Journal Entry: July 10th, 2016
Learning to Love My Body
Like most women, I have been self-conscious about my body and looks since before puberty. Comments from boys my age and even women in my family at an early age left me thinking that having chicken legs, thick thighs, big hips, voluptuous butt, small chest, bird-like wrists, petite mouth, and Casper-white hair, were bad visual traits since they weren’t “the norm” seen in the average woman or what was pasted in magazines.
Hey, no matter what our size, we were all affected like this when we were younger and we carried that throughout our life. I was fortunate enough to eventually acknowledge that these feelings I had for my body were frankly stupid, and that I had the power to change how I feel about my body from negative doubt to positive love for the rest of my life. So I did the work and found out how comfortable I became in my body over the last few years.

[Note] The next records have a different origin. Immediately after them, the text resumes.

PR #4478, opened 2023-10-12
Fixed example code in infinite scroll section of the tutorial

rainandbare:
The tutorial seemed to have originally broken out a `NewsfeedContents` component to house the `NewsfeedContentsFragment` but then it was decided that that was too much work/too confusing for the tutorials purposes. ✅ However some of the old code and references were left in the instructions making that section hard to follow. 

Also added here are the return types on `useLazyLoadQuery`, `useFragment` and `usePaginationFragment` because they are a little hard to find and having the correct types makes the tutorial much smoother and easier to follow.

### DIFF
--- a/website/docs/tutorial/connections-pagination.md
+++ b/website/docs/tutorial/connections-pagination.md
@@ -267,7 +267,7 @@ function StoryCommentsSection({story}) {
         />
       )}
       // change-line
-      {isPending && <CommentsLoadingSpinner />}
+      {isPending && <Small Spinner />}
     </>
   );
 }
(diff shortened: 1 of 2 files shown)


website/docs/tutorial/connections-pagination.md
```diff
@@ -267,7 +267,7 @@ function StoryCommentsSection({story}) {
         />
       )}
       // change-line
-      {isPending && <CommentsLoadingSpinner />}
```
rainandbare, line 270: This component doesn't exist in the example repository

PR #4480, opened 2023-10-12
[relay-lsp] Add folding of linked fields & inline fragments

tobias-tengler:
relay-lsp-folding


tobias-tengler:
Depends on #4473 for consistent updating of the folding ranges.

After the accident, I gained some weight and lost a lot of muscle tone from being sedentary and not being able to walk for months on end. My stomach got flabby, my butt got wider, and my chicken legs got skinnier, but I learned to appreciate the strength my body had in gaining muscle in other areas to carry myself differently (like my arms gained a lot of muscle while pushing my wheelchair and using a walker). I came to peace with these changes as I graduated to using a walking cane near my 40th birthday; pretty much, I just didn’t care what people thought when they looked at me because I was good with myself on the inside and my natural body and on the outside. I learned to be confident, mature, and secure in who I am in this temporary vessel of a body and it has, in no way, any bearing on who I am as a person.

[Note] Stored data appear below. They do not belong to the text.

PR #4481, opened 2023-10-12
Always use / as path separators in generated artifacts

captbaritone:
Differential Revision: D50243120

### DIFF
--- a/compiler/crates/relay-config/src/project_config.rs
+++ b/compiler/crates/relay-config/src/project_config.rs
@@ -8,6 +8,7 @@
 use std::fmt;
 use std::path::Path;
 use std::path::PathBuf;
+use std::path::MAIN_SEPARATOR;
 use std::str::FromStr;
 use std::sync::Arc;
 use std::usize;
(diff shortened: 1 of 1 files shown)


alloy:
While this fixes the path to always have slashes for imports of artefacts, it's still broken for imports of resolver modules. I have [a fix up for this which shows you where the issue lies](https://github.com/facebook/relay/commit/eb69a7eb7af183da25aab778aae86a79afba0c61), but as it's my first foray into Rust it's using a crate to do the work, so your utility should be used instead.

captbaritone:
@alloy Yeah, I suspect there are a few places where this is broken which we'll need to track down. 

Maybe you could start with PR including a fixture test which triggers the bug? You can add the test here: https://github.com/facebook/relay/tree/main/compiler/crates/relay-compiler/tests/relay_compiler_integration/fixtures

Some tips on how to rebuild fixture tests can be found here: https://github.com/facebook/relay/blob/main/.github/CONTRIBUTING.md

captbaritone:
This landed.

A couple weeks after my 40th birthday was the discovery that my freshly healed body was now a vessel for creating a new human being. At first, I lost weight from being able to walk freely without any assistance from my injuries combined with months of morning sickness, but over the last couple months I’ve started gaining the weight back plus some. There are moments of weird shock when I stare at the bathroom scale and see a number displayed that is completely foreign to me, and moments of frustration like when I finally couldn’t fit into my normal jeans anymore, and the worst feeling came from people who were surprised when I told them I’m pregnant because for the first 5 months I just looked like I had a giant beer belly.

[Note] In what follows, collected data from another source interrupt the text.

PR #1594, opened 2016-02-07
HELP-20903 back port fax changes to 3.21

lazedo:


applications/fax/src/fax_smtp.erl
```diff
@@ -38,7 +38,7 @@
           options = [] :: list()
           ,from :: binary()
           ,to :: binary()
-          ,docs = [] :: wh_json:objects()
+          ,doc :: api_object()
```
fenollp: Shouldn't there be a default value here?

applications/fax/src/fax_smtp.erl
```diff
@@ -218,7 +228,7 @@ terminate(Reason, State) ->
 -spec handle_message(state()) -> 'ok'.
 handle_message(#state{errors=[_Error | _Errors]}=State) ->
     maybe_faxbox_log(State);
-handle_message(#state{docs=[]}=State) ->
+handle_message(#state{doc='undefined'}=State) ->
```
fenollp: ah then should be ok

fenollp:
LGTM

PR #1598, opened 2016-02-10
SUP commands for reload/set/unset app env

icehess:
- Add SUP commands to reload/set/unset app environment variables through `wh_config`
- Add SUP command to `whapps_config` to lock db writes on `whapps_config` doc


lazedo:
@icehess port forward to  `master`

But now into my 6th month of pregnancy, I’m loving how my body is changing and gaining weight, in all the right places. My breasts have grown a couple of sizes (and aren’t stopping) to the size most women get implants just so they can produce food for my baby in a few months. I’ll admit without shame, my breasts are my favorite pregnancy feature and I regularly wear low cut shirts just to stare at down at their wonder. My hips, broken in five places just a few months ago, now are getting wider to not only carry the weight of the baby in my womb safely, but to also be able to give birth. My belly and abdomen looks like Buddha and I rub it regularly for good luck. My arms are getting thicker, my face and neck fuller, and in the end I freaking love it. Even my chicken legs.
I love my body and all the incredible healing and power it has given me, not only through my physical life, but especially through the last year of beautiful spiritual and emotional growth.